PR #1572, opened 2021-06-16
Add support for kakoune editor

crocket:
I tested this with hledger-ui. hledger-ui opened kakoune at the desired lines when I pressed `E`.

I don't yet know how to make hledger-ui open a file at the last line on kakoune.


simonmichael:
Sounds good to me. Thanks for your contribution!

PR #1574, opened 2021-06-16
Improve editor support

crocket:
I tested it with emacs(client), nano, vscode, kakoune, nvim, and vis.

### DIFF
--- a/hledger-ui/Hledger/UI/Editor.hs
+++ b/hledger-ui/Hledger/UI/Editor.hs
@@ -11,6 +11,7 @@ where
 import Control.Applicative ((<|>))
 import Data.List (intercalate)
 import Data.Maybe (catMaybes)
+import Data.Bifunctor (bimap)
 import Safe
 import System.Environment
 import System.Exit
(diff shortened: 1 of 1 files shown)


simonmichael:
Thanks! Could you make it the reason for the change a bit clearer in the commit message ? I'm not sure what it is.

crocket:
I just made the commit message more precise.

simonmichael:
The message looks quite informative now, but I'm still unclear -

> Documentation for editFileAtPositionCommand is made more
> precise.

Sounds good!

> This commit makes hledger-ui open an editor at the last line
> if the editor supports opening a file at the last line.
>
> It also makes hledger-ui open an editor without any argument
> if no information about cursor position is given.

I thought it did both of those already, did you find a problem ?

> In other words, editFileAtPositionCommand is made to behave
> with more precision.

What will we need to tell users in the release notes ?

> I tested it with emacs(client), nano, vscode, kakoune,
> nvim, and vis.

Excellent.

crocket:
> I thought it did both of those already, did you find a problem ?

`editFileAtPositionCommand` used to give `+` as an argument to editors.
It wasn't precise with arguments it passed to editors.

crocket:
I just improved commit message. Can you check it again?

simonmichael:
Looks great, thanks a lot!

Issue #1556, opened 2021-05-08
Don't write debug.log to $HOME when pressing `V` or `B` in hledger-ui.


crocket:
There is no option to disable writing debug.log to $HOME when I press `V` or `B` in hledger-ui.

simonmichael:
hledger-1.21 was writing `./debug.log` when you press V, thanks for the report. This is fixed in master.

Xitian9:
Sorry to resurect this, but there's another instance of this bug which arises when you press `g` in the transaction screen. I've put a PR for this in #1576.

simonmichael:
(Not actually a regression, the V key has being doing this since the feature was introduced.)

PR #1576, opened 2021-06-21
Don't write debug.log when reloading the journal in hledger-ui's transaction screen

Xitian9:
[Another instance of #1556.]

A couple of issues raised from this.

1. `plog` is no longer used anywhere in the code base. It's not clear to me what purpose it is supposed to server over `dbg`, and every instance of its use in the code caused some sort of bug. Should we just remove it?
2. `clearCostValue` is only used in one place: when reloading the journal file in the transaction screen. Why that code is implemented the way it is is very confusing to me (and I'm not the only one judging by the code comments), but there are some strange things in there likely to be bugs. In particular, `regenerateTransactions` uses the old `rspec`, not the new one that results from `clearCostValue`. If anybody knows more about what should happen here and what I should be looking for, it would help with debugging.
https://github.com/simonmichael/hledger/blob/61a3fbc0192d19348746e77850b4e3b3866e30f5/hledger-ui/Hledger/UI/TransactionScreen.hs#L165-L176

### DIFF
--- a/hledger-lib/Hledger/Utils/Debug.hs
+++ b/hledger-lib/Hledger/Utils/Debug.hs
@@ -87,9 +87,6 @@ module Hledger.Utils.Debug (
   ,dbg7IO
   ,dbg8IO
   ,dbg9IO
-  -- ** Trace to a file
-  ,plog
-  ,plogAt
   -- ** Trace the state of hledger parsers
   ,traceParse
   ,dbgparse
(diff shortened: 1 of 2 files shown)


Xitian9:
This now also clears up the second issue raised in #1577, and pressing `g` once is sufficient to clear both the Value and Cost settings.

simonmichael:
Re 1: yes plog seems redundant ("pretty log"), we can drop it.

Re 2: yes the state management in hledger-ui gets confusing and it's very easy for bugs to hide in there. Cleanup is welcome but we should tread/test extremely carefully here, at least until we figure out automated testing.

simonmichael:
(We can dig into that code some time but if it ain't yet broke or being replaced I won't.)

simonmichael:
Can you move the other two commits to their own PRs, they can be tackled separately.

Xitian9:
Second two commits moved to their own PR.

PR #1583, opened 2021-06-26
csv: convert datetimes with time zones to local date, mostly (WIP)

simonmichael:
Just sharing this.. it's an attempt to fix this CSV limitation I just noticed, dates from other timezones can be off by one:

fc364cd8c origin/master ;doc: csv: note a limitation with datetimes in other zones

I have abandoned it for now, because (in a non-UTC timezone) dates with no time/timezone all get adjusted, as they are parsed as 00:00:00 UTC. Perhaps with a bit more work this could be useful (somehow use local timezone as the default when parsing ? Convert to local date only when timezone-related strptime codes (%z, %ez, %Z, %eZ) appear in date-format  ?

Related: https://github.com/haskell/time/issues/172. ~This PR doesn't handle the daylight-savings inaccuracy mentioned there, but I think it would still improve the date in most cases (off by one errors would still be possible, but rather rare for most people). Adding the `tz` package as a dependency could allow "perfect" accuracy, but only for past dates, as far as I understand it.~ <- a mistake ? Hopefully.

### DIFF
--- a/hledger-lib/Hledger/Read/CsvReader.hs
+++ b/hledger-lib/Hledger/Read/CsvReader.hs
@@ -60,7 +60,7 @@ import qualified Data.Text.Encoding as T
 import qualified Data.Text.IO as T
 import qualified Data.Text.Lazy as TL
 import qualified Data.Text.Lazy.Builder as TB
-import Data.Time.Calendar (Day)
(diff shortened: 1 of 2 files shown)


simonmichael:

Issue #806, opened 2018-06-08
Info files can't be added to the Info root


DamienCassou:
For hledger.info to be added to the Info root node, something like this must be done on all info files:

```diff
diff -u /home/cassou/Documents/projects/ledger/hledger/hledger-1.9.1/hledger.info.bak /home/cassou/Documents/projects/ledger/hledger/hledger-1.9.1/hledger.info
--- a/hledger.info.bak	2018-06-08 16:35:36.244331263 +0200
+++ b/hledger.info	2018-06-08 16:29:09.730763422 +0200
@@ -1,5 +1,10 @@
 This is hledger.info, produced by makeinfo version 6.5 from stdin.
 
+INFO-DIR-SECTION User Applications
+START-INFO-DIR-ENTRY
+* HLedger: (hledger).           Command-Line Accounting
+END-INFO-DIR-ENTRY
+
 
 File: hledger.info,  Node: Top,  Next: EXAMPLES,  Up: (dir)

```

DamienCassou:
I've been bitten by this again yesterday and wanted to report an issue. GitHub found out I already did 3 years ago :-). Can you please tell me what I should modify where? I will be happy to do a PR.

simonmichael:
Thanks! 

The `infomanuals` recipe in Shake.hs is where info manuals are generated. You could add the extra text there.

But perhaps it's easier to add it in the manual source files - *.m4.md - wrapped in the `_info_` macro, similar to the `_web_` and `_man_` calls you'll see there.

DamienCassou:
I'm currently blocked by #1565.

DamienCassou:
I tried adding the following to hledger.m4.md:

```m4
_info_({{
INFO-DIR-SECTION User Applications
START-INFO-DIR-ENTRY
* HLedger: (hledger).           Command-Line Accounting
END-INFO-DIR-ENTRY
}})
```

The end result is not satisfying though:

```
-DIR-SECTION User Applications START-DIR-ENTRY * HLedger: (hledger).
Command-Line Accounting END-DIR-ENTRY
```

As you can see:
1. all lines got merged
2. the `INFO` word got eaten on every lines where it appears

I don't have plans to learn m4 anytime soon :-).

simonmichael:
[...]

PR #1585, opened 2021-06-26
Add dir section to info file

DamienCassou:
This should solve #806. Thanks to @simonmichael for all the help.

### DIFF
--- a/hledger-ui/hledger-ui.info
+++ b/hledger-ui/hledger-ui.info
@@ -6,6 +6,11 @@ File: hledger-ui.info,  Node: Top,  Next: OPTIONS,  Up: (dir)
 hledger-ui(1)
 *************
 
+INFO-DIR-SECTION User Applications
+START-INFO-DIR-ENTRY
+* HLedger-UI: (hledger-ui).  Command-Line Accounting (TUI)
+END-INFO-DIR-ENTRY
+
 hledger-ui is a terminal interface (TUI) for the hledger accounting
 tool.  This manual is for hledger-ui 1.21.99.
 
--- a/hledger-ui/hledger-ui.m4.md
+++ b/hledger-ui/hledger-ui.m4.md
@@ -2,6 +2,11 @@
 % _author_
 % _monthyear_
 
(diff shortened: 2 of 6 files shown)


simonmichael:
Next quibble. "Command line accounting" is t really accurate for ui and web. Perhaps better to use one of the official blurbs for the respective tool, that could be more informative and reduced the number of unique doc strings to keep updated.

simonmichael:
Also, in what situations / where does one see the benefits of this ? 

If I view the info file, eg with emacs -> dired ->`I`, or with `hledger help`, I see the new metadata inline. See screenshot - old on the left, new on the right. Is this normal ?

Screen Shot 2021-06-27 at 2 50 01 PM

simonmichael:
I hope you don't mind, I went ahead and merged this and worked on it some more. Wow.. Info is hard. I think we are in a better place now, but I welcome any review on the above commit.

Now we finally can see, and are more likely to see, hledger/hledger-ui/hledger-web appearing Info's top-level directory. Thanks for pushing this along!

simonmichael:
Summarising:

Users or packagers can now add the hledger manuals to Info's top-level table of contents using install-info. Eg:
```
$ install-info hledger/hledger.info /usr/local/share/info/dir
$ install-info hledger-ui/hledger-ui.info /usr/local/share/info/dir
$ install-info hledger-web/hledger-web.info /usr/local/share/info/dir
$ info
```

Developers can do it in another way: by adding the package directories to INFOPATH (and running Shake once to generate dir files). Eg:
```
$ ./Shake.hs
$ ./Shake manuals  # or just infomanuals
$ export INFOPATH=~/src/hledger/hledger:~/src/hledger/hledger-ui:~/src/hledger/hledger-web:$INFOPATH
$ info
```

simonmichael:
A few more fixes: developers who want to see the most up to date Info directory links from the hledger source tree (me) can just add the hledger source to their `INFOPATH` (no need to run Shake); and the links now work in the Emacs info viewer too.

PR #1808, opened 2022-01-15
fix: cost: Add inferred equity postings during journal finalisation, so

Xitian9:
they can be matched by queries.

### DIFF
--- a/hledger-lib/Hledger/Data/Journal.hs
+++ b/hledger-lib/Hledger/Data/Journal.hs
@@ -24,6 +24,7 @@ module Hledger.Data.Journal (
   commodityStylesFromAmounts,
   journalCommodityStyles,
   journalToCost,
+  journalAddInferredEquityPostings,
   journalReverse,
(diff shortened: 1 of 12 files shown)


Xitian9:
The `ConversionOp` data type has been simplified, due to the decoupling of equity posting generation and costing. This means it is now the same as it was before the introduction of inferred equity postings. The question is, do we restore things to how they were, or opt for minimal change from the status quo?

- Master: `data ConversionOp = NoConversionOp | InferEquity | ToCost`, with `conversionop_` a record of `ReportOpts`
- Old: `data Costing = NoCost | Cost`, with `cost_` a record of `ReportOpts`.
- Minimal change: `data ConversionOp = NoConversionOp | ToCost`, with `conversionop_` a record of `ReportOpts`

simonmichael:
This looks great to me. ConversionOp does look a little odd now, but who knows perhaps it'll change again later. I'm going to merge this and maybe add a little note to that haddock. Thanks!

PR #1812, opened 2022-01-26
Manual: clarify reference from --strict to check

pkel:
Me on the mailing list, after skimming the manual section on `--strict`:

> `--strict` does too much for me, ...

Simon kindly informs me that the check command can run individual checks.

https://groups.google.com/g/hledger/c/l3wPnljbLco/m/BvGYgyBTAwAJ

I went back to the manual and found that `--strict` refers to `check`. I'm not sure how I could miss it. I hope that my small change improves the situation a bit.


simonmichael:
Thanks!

## Work task
Write out every line in the data that holds the string "would".

## Answer area
2. `clearCostValue` is only used in one place: when reloading the journal file in the transaction screen. Why that code is implemented the way it is is very confusing to me (and I'm not the only one judging by the code comments), but there are some strange things in there likely to be bugs. In particular, `regenerateTransactions` uses the old `rspec`, not the new one that results from `clearCostValue`. If anybody knows more about what should happen here and what I should be looking for, it would help with debugging.
Related: https://github.com/haskell/time/issues/172. ~This PR doesn't handle the daylight-savings inaccuracy mentioned there, but I think it would still improve the date in most cases (off by one errors would still be possible, but rather rare for most people). Adding the `tz` package as a dependency could allow "perfect" accuracy, but only for past dates, as far as I understand it.~ <- a mistake ? Hopefully.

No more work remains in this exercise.